BEGIN Working data
PR #600, opened 2024-04-25
Export imported modules in serializers.pyi. Fixes: #599

### LINKED ISSUE #599: Export imported modules in serializers.pyi
# Bug report

## What's wrong

When using validators in serializers, mypy raises an error

```py
class UserSerializer(serializers.ModelSerializer):
    class Meta:
        model = User
        validators = [
            serializers.UniqueTogetherValidator(
                queryset=User.objects.all(),
                fields=["username"],
            ),
            serializers.UniqueForDateValidator(
                queryset=User.objects.all(),
                field="email",
                date_field="date_joined",
            ),
        ]
```

```
error: Module "rest_framework.serializers" does not explicitly export attribute "UniqueTogetherValidator"  [attr-defined]
error: Module has no attribute "UniqueForDateValidator"  [attr-defined]
```

## How is that should be

According to [PEP-484 Stub Files](https://peps.python.org/pep-0484/#stub-files)

> Modules and variables imported into the stub are not considered exported from the stub unless the import uses the `import ... as ...` form or the equivalent `from ... import ... as ...` form.

The modules needs to be explicitly exported and the exports should be aligned with [rest_framework/serielizers](https://github.com/encode/django-rest-framework/blob/a677b09/rest_framework/serializers.py#L42)

```py
from rest_framework.validators import UniqueTogetherValidator as UniqueTogetherValidator
```

I'll happily open a PR in a bit

## System information

- OS: Kali GNU/Linux Rolling x86_64 6.6.9-amd64
- `python` version: 3.11
- `django` version: 4.2.7
- `mypy` version: 1.10.0
- `django-stubs` version: 4.2.7

SukiCZ:
# I have made things!

According to [PEP-484 Stub Files](https://peps.python.org/pep-0484/#stub-files) imported modules are not exported by default unless `from ... import ... as ...` is used. This exports `UniqueTogetherValidator` and aligns imports in `serializers`.

## Related issues

- Closes #599

Other imports should be exported as well. Following command prints 128 lines.

```bash
grep -r 'from rest_framework' rest_framework-stubs | grep -v ' as '
```

I know, some of those imports are not meant to be exported (e.g. they are not imported in `rest_framework` itself). I'm thinking about finding them automatically and maybe extend this PR for mode imports?

### DIFF
--- a/rest_framework-stubs/serializers.pyi
+++ b/rest_framework-stubs/serializers.pyi
@@ -62,8 +62,17 @@ from rest_framework.relations import RelatedField as RelatedField
 from rest_framework.relations import SlugRelatedField as SlugRelatedField
 from rest_framework.relations import StringRelatedField as StringRelatedField
 from rest_framework.utils.model_meta import FieldInfo, RelationInfo
-from rest_framework.utils.serializer_helpers import BindingDict, BoundField, ReturnDict, ReturnList
-from rest_framework.validators import BaseUniqueForValidator, UniqueTogetherValidator, Validator
+from rest_framework.utils.serializer_helpers import BindingDict as BindingDict
+from rest_framework.utils.serializer_helpers import BoundField as BoundField
+from rest_framework.utils.serializer_helpers import JSONBoundField as JSONBoundField
+from rest_framework.utils.serializer_helpers import NestedBoundField as NestedBoundField
+from rest_framework.utils.serializer_helpers import ReturnDict as ReturnDict
+from rest_framework.utils.serializer_helpers import ReturnList as ReturnList
+from rest_framework.validators import BaseUniqueForValidator, Validator
+from rest_framework.validators import UniqueForDateValidator as UniqueForDateValidator
+from rest_framework.validators import UniqueForMonthValidator as UniqueForMonthValidator
+from rest_framework.validators import UniqueForYearValidator as UniqueForYearValidator
+from rest_framework.validators import UniqueTogetherValidator as UniqueTogetherValidator
 from typing_extensions import Self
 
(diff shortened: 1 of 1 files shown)


rest_framework-stubs/serializers.pyi
```diff
@@ -62,8 +62,17 @@ from rest_framework.relations import RelatedField as RelatedField
...
+from rest_framework.utils.serializer_helpers import BoundField as BoundField
+from rest_framework.utils.serializer_helpers import JSONBoundField as JSONBoundField
+from rest_framework.utils.serializer_helpers import NestedBoundField as NestedBoundField
+from rest_framework.utils.serializer_helpers import ReturnDict as ReturnDict
+from rest_framework.utils.serializer_helpers import ReturnList as ReturnList
+from rest_framework.validators import BaseUniqueForValidator, Validator
+from rest_framework.validators import UniqueForDateValidator as UniqueForDateValidator
+from rest_framework.validators import UniqueForMonthValidator as UniqueForMonthValidator
+from rest_framework.validators import UniqueForYearValidator as UniqueForYearValidator
+from rest_framework.validators import UniqueTogetherValidator as UniqueTogetherValidator
```
sobolevn, line 75: Why do we need to export validators from serializers? Is it documented somewhere?

SukiCZ: I thought `serializers.UniqueTogetherValidator` is a valid syntax, similar to `serializers.CharField`. But it only applies to `fields` and `relations`, imported under [this line](https://github.com/encode/django-rest-framework/blob/a677b09/rest_framework/serializers.py#L47) :facepalm:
END Working data
> _Task goal_
The range runs from the line with "The modules needs" up to and including the line with "I'll happily open a PR in a bit" in the listing above; please write out exactly those lines and nothing more.

> _Your response_
The modules needs to be explicitly exported and the exports should be aligned with [rest_framework/serielizers](https://github.com/encode/django-rest-framework/blob/a677b09/rest_framework/serializers.py#L42)

```py
from rest_framework.validators import UniqueTogetherValidator as UniqueTogetherValidator
```

I'll happily open a PR in a bit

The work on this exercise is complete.